Complete your First Marathon Training Plan

Complete your first marathon

Having completed a half marathon, many runners look ahead to a new challenge and the logical next step is to complete your first marathon. The marathon tends to hold an almost mythical status in that it is long enough to require a serious and dedicated effort and at the same time is within the capability of pretty much everyone. (Though most people don’t believe this). Use our ‘Complete your first marathon training plan’ and too will achieve this iconic milestone.

Much of the same training goes into the marathon as is necessary for the half marathon, but your long-distance runs become the most critical part of your weekly training routine. A good formula for establishing a marathon goal time is to double your half marathon time plus you add ten minutes. So, if you were able to complete a half marathon in two hours, a good marathon goal time would be 4 hours, 10 minutes.

Some training plans out there will encourage you to run 5 and 6 times per week.

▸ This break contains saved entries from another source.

PR #4127, opened 2025-09-25
pkg/errmetrics: expose error metrics via Prometheus metrics

mtardy:
This exposes the error metrics via Prometheus metrics and also add a new `errmetrics(ERR)` macro.

PR #4135, opened 2025-09-28
k8s: Add retry support for ControllerManager

shpalani:
### Changelog
```Support ControllerManager retry logic.
```

### Description
Problem:
  ControllerManager lacks support for retry. The retry option is required for projects where the on-prem controller can be delayed to come up.
Solution:
- Added retry support for ControllerManager. 
- The retry logic uses expontential backoff to avoid hammering the API Server.
- The retry logic uses Jitter, and logs retry attempt with time duration.
- Default for RetryCount is 1, where 1 means no retries,  just one execution of the connection attempt.
- Default for backoff is retry.DefaultBackoff

- This PR ensures the backward compatability for client's retry of ControllerManager is 1.
With this implementation, the Client's can set their desired values using the k8sConfigRetry alias to override.

Testing
1. Default behavior
```
hyperadmin@simulator:~/tetragon$ sudo ./tetragon --bpf-lib bpf/objs --k8s-kubeconfig-path /home/hyperadmin/tetragon/config --enable-application-model
level=info msg="Starting tetragon" version=71ec615fc
level=info msg="config settings" config="map[bpf-dir:tetragon bpf-lib:bpf/objs btf: cgroup-rate: cluster-name: config-dir: cpuprofile: cri-endpoint: data-cache-size:1024 debug:false disable-kprobe-multi:false enable-ancestors:[] enable-cgidmap:false enable-cgidmap-debug:false enable-cgtrackerid:true enable-compatibility-syscall64-size-type:false enable-cri:false enable-export-aggregation:false enable-k8s-api:false enable-msg-handling-latency:false enable-pid-set-filter:false enable-pod-annotations:false enable-pod-info:false enable-policy-filter:false enable-policy-filter-cgroup-map:false enable-policy-filter-debug:false enable-process-cred:false enable-process-ns:false enable-tracing-policy-crd:true event-cache-retries:15 event-cache-retry-delay:2 event-queue-size:10000 execve-map-entries:0 execve-map-size: export-aggregation-buffer-size:10000 export-aggregation-window-size:15s export-allowlist: export-denylist: export-file-compress:false export-file-max-backups:5 export-file-max-size-mb:10 export-file-perm:600 export-file-rotation-interval:0s export-filename: export-rate-limit:-1 expose-stack-addresses:false field-filters: force-large-progs:false force-small-progs:false generate-docs:false gops-address: health-server-address::6789 health-server-interval:10 k8s-kubeconfig-path:/home/hyperadmin/tetragon/config keep-sensors-on-exit:false kernel: log-format:text log-level:info memprofile: metrics-label-filter:namespace,workload,pod,binary metrics-server: netns-dir:/var/run/docker/netns/ pprof-address: process-cache-gc-interval:30s process-cache-size:65536 procfs:/proc/ rb-queue-size:65535 rb-size:0 rb-size-total:0 redaction-filters: release-pinned-bpf:true server-address:localhost:54321 tracing-policy: tracing-policy-dir:/etc/tetragon/tetragon.tp.d username-metadata:disabled verbose:0]"
level=info msg="Tetragon current security context" SELinux=unconfined AppArmor=unconfined Smack="" Lockdown=none
level=info msg="Tetragon pid file creation succeeded" pid=344077 pidfile=/var/run/tetragon/tetragon.pid
level=info msg="BPF: successfully released pinned BPF programs and maps" bpf-dir=/sys/fs/bpf/tetragon
level=info msg="BTF discovery: default kernel btf file found" btf-file=/sys/kernel/btf/vmlinux
level=info msg="BPF detected features: override_return: true, buildid: true, kprobe_multi: true, uprobe_multi true, fmodret: true, fmodret_syscall: true, signal: true, large: true, link_pin: true, lsm: false, missed_stats_kprobe_multi: true, missed_stats_kprobe: true, batch_update: true, uprobe_refctroff: true, audit_loginuid: true"
level=info msg="Cgroup mode detection succeeded" cgroup.fs=/sys/fs/cgroup cgroup.mode="Unified mode (Cgroupv2)"
level=info msg="Cgroupv2 supported controllers detected successfully" cgroup.fs=/sys/fs/cgroup cgroup.path=/proc/1/root/sys/fs/cgroup cgroup.controllers="[cpuset cpu io memory hugetlb pids rdma misc]" cgroup.hierarchyID=0
level=info msg="Cgroupv2 supported controllers detected successfully" cgroup.fs=/sys/fs/cgroup cgroup.path=/sys/fs/cgroup/user.slice/user-1001.slice/session-1175.scope cgroup.controllers="[memory pids]" cgroup.hierarchyID=0
level=info msg="Cgroupv2 hierarchy validated successfully" cgroup.fs=/sys/fs/cgroup cgroup.path=/sys/fs/cgroup/user.slice/user-1001.slice/session-1175.scope
level=info msg="Deployment mode detection succeeded" cgroup.fs=/sys/fs/cgroup deployment.mode="systemd user session"
level=info msg="Updated TetragonConf map successfully" confmap-update=tg_conf_map deployment.mode="systemd user session" log.level=0 cgroup.fs.magic=Cgroupv2 cgroup.hierarchyID=0 NSPID=344077
level=info msg="Enabling Kubernetes API"
level=info msg="created controller manager" attempts=1 duration=248.54994ms
level=info msg="Configured redaction filters" redactionFilters=""
```

2. With --k8s-controlplane-retry 1
```
hyperadmin@simulator:~/tetragon$ sudo ./tetragon --bpf-lib bpf/objs --k8s-kubeconfig-path /home/hyperadmin/tetragon/config --k8s-controlplane-retry 1
level=info msg="Starting tetragon" version=71ec615fc
...
level=info msg="Enabling Kubernetes API"
level=info msg="created controller manager" attempts=1 duration=249.152782ms
level=info msg="Configured redaction filters" redactionFilters=""
...
```

3. With --k8s-controlplane-retry 2
```
hyperadmin@simulator:~/tetragon$ sudo ./tetragon --bpf-lib bpf/objs --k8s-kubeconfig-path /home/hyperadmin/tetragon/config --k8s-controlplane-retry 2
...
level=info msg="Enabling Kubernetes API"
level=info msg="created controller manager" attempts=1 duration=250.076563ms
level=info msg="Configured redaction filters" redactionFilters=""
...
```

4. --k8s-controlplane-retry 0
```
hyperadmin@simulator:~/tetragon$ sudo ./tetragon --bpf-lib bpf/objs --k8s-kubeconfig-path /home/hyperadmin/tetragon/config --k8s-controlplane-retry 0
...
level=info msg="Enabling Kubernetes API"
level=info msg="retryCount is zero, which is invalid. Defaulting to 1"
level=info msg="created controller manager" attempts=1 duration=249.37557ms
```

5 With infinite retries, set to -1,  --k8s-controlplane-retry -1
```
hyperadmin@simulator:~/tetragon$ sudo ./tetragon --bpf-lib bpf/objs --k8s-kubeconfig-path /home/hyperadmin/tetragon/config --k8s-controlplane-retry -1
level=info msg="Enabling Kubernetes API"
level=info msg="created controller manager" attempts=1 duration=247.925219ms
level=info msg="Configured redaction filters" redactionFilters=""
...
```

### DIFF
--- a/pkg/manager/manager.go
+++ b/pkg/manager/manager.go
@@ -6,7 +6,9 @@ package manager
 import (
 	"context"
 	"fmt"
+	"math"
 	"sync"
+	"time"
 
 	corev1 "k8s.io/api/core/v1"
 	apiextensionsv1 "k8s.io/apiextensions-apiserver/pkg/apis/apiextensions/v1"
@@ -15,7 +17,9 @@ import (
 	"k8s.io/apimachinery/pkg/types"
 	utilruntime "k8s.io/apimachinery/pkg/util/runtime"
 	clientgoscheme "k8s.io/client-go/kubernetes/scheme"
+	"k8s.io/client-go/rest"
 	"k8s.io/client-go/tools/cache"
+	"k8s.io/client-go/util/retry"
 	ctrl "sigs.k8s.io/controller-runtime"
 	cmCache "sigs.k8s.io/controller-runtime/pkg/cache"
 	"sigs.k8s.io/controller-runtime/pkg/client"
@@ -85,12 +89,10 @@ func newControllerManager() (*ControllerManager, error) {
 		cfg = ctrl.GetConfigOrDie()
 		inCluster = true
 	}
-	controllerManager, err := ctrl.NewManager(cfg, controllerOptions)
+	// Try to initialize the controller manager with retries
+	manager, err := newControllerManagerWithRetry(cfg, controllerOptions)
 	if err != nil {
 		return nil, err
-	}
-	manager = &ControllerManager{
-		Manager: controllerManager,
 	}
 	if inCluster {
 		err = manager.addPodInformer()
@@ -215,4 +217,67 @@ func (cm *ControllerManager) FindPod(podID string) (*corev1.Pod, error) {
 
 func (cm *ControllerManager) FindMirrorPod(hash string) (*corev1.Pod, error) {
 	return watcher.FindMirrorPod(hash, cm.podInformer)
+}
+
+// newControllerManagerWithRetry attempts to create a new ControllerManager instance with retry logic.
+// It uses the provided Kubernetes REST config and controller options. The number of retry attempts is
+// determined by conf.K8sConfigRetry(): a negative value means infinite retries, zero is invalid, and
+// a positive value specifies the maximum number of retries. The function applies exponential backoff
+// between retries. If the ControllerManager is created successfully, it returns the instance; otherwise,
+// it returns an error after exhausting all retries or encountering a fatal error.
+//
+// Parameters:
+//   - cfg: Kubernetes REST configuration.
+//   - controllerOptions: Options for the controller manager.
+//
+// Returns:
+//   - *ControllerManager: The created controller manager instance, or nil on failure.
+//   - error: An error if the controller manager could not be created.
+func newControllerManagerWithRetry(cfg *rest.Config, controllerOptions ctrl.Options) (cm *ControllerManager, err error) {
+
+	retryCount := conf.K8sConfigRetry()
+	if retryCount < 0 {
+		// max int32 retries, until connection succeeds.
+		logger.GetLogger().Info("setting retryCount to max int32 retries")
+		retryCount = math.MaxInt32
+	} else if retryCount == 0 {
+		// 1 means no retries, just one connection attempt.
+		logger.GetLogger().Info("retryCount is zero, which is invalid. Defaulting to 1")
+		retryCount = 1
+	}
+
+	var (
+		attempts  = 0
+		startTime = time.Now()
+	)
+
+	backoff := retry.DefaultBackoff
+	// localBackoff is a copy of backoff for retries.
+	localBackoff := backoff
+	localBackoff.Steps = retryCount
+	err = retry.RetryOnConflict(localBackoff, func() error {
+		attempts++
+		mgr, mgrErr := ctrl.NewManager(cfg, controllerOptions)
+		if mgrErr != nil {
+			logger.GetLogger().Warn("failed to create controller manager", logfields.Error, mgrErr,
+				"attempt", attempts)
+			// retry upon error
+			return mgrErr
+		}
+		cm = &ControllerManager{
+			Manager: mgr,
+		}
+		// success
+		return nil
+	})
+
+	duration := time.Since(startTime)
+	if err != nil {
+		logger.GetLogger().Error("failed to create controller manager", logfields.Error, err,
+			"attempts", attempts, "duration", duration.String(), "retryCount", retryCount)
+		return nil, err
+	}
+	logger.GetLogger().Info("created controller manager", "attempts", attempts,
+		"duration", duration.String())
+	return cm, nil
 }
--- a/pkg/watcher/conf/conf.go
+++ b/pkg/watcher/conf/conf.go
@@ -13,6 +13,9 @@ import (
 // K8sConfig alias is mainly for testing and extension if required.
 var K8sConfig = k8sConfig
 
+// K8sConfigRetry alias is for clients to override the retry default, if required
+var K8sConfigRetry = k8sConfigRetry
+
 // K8sConfig returns Kubernetes client configuration. If running in-cluster, the
 // second return value is true, otherwise false.
 func k8sConfig() (*rest.Config, bool, error) {
@@ -22,4 +25,12 @@ func k8sConfig() (*rest.Config, bool, error) {
 	}
 	cfg, err := rest.InClusterConfig()
 	return cfg, true, err
+}
+
+// k8sConfigRetry returns the number of attempts configured for the Kubernetes control plane.
+// It retrieves this value from the global option.Config.K8sControlPlaneRetry setting.
+// Negative values indicate infinite retries, zero is invalid, and positive values specify the maximum number of attempts.
+// Default behavior is 1 attempt.
+func k8sConfigRetry() (retryAttempts int) {
+	return option.Config.K8sControlPlaneRetry
 }
--- a/docs/data/tetragon_flags.yaml
+++ b/docs/data/tetragon_flags.yaml
@@ -168,6 +168,10 @@ options:
       shorthand: h
       default_value: "false"
       usage: help for tetragon
+    - name: k8s-controlplane-retry
+      default_value: "1"
+      usage: |
+        Number of attempts for Kubernetes control plane connection (negative for infinite, zero is invalid, positive for max attempts)
     - name: k8s-kubeconfig-path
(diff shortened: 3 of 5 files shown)


pkg/manager/manager.go
```diff
@@ -216,3 +218,53 @@ func (cm *ControllerManager) FindPod(podID string) (*corev1.Pod, error) {
...
+		}
+		cm = &ControllerManager{
+			Manager: mgr,
+		}
+		success = true
+		return true, nil
+	})
+
+	duration := time.Since(startTime)
+	if !success {
```
kkourt: Why do we need `success`? Can't we just check `backofErr`?
Also, why do we need `lastError`? Can't we just return `backofErr`?

ref: https://pkg.go.dev/k8s.io/apimachinery/pkg/util/wait#ExponentialBackoffWithContext, and https://pkg.go.dev/k8s.io/apimachinery/pkg/util/wait#ExponentialBackoff.

shpalani: Thanks @kkourt for your comment.
```
- lastError is returned by mgrErr (in line# 244 lastError = mgrErr, giving why the connection failed).
- backoffErr is returned by wait.ExponentialBackoffWithContext (in line# 234).

Since the above errors give slightly different msg, I introduced success variable, so 
the final errToReturn has the right error. This helps the client code to have metrics/logging captured.
```
---
Info:
function wait.ExponentialBackoffWithContext
- It returns true, in which case ExponentialBackoffWithContext returns nil.
- The context ctx is canceled or times out, in which case it returns a non-nil error.
- The backoff limit is reached (based on the Backoff struct), in which case it also returns a non-nil error.

shpalani:
> let's use https://github.com/cilium/tetragon/blob/main/vendor/k8s.io/client-go/util/retry/util.go instead of implementing our own retry logic

Fixed. Thanks.

pkg/manager/manager.go
shpalani: > Why do we need `success`? Can't we just check `backofErr`? Also, why do we need `lastError`? Can't we just return `backofErr`?
> 
> ref: https://pkg.go.dev/k8s.io/apimachinery/pkg/util/wait#ExponentialBackoffWithContext, and https://pkg.go.dev/k8s.io/apimachinery/pkg/util/wait#ExponentialBackoff.

Fixed. Thanks.

shpalani:
> > let's use https://github.com/cilium/tetragon/blob/main/vendor/k8s.io/client-go/util/retry/util.go instead of implementing our own retry logic
> 
> Fixed. Thanks.

pkg/elf/usdt_args.go
```diff
@@ -5,6 +5,6 @@
 
 package elf
 
-func parseArgs(spec *UsdtSpec) error {
+func parseArgs(_ *UsdtSpec) error {
```
kkourt, line 8: FWIW, unrelated changes are better placed in separate patches.
In any case, this was already fixed by another PR: https://github.com/cilium/tetragon/pull/4127/commits/c4bbdde7e6c1d449a457cf3664e31c099adade8b.

pkg/watcher/conf/conf.go
```diff
@@ -13,6 +13,9 @@ import (
 // K8sConfig alias is mainly for testing and extension if required.
 var K8sConfig = k8sConfig
 
+// K8sConfigRetry alias is for clients to override the retry default, if required
+var K8sConfigRetry = k8sConfigRetry
+
```
kkourt, line 18: nit: something like
```
var K8sConfigRetry = func()  (retryAttempts int) {
    return 1
}
```

is slightly more readable.

michi-covalent: also, there should be a corresponding command line flag too right? 💭 users should be able to set the retry config without code change

pkg/manager/manager.go
```diff
@@ -85,13 +90,12 @@ func newControllerManager() (*ControllerManager, error) {
...
-	controllerManager, err := ctrl.NewManager(cfg, controllerOptions)
+	// Try to initialize the controller manager with retries
+	cm, err := newControllerManagerWithRetry(cfg, controllerOptions)
 	if err != nil {
 		return nil, err
 	}
-	manager = &ControllerManager{
-		Manager: controllerManager,
-	}
+	manager = cm
```
michi-covalent:
```suggestion
```

pkg/manager/manager.go
```diff
@@ -85,13 +90,12 @@ func newControllerManager() (*ControllerManager, error) {
 		cfg = ctrl.GetConfigOrDie()
 		inCluster = true
 	}
-	controllerManager, err := ctrl.NewManager(cfg, controllerOptions)
+	// Try to initialize the controller manager with retries
+	cm, err := newControllerManagerWithRetry(cfg, controllerOptions)
```
michi-covalent:
```suggestion
	manager, err := newControllerManagerWithRetry(cfg, controllerOptions)
```

pkg/manager/manager.go
```diff
@@ -216,3 +220,64 @@ func (cm *ControllerManager) FindPod(podID string) (*corev1.Pod, error) {
...
+func newControllerManagerWithRetry(cfg *rest.Config, controllerOptions ctrl.Options) (cm *ControllerManager, err error) {
+
+	retryCount := conf.K8sConfigRetry()
+	if retryCount < 0 {
+		// Infinite retries, until connection succeeds.
+		logger.GetLogger().Info("setting retryCount to max int64 for infinite retries")
+		retryCount = math.MaxInt64
+	} else if retryCount == 0 {
+		return nil, errors.New("retryCount must be a positive integer or negative for infinite retries (0 is invalid)")
+	}
```
michi-covalent, line 247: probably makes sense to take `0` as a valid config. `0` retries should map to the current behavior of not retrying 💭

michi-covalent (commented):
thanks! it looks great, just a couple of minor nits ✨

pkg/watcher/conf/conf.go
shpalani: Do you want a configurable retry config? There were so many flags, hence I was debating?

As per the design, clients in code can override this function
Sample, 
K8sConfigRetry() (retryAttempts int) { 
        // Infinite retries until success.
        return -1
}

pkg/manager/manager.go
shpalani: 1 means no retries, just one execution of the function.  0 will break backward compatability.

pkg/elf/usdt_args.go
shpalani: Ok, removed.

pkg/watcher/conf/conf.go
shpalani: Added a command line flag for configurable retry.

michi-covalent (approved):
thanks! ❤️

If you are an experienced runner, that is fine but if your first objective is get around the course in relative comfort then four days a week will be sufficient. Just like the half marathon training plan, a big focus will be your long running day and secondly your speed workout day to build endurance and leg speed respectively.

Food Intake to Complete Your First Marathon

As you increase your mileage, you need to ensure that your body is being properly fueled. Otherwise you will start feeling lethargic and lacking energy and become susceptible to colds and niggle little injuries.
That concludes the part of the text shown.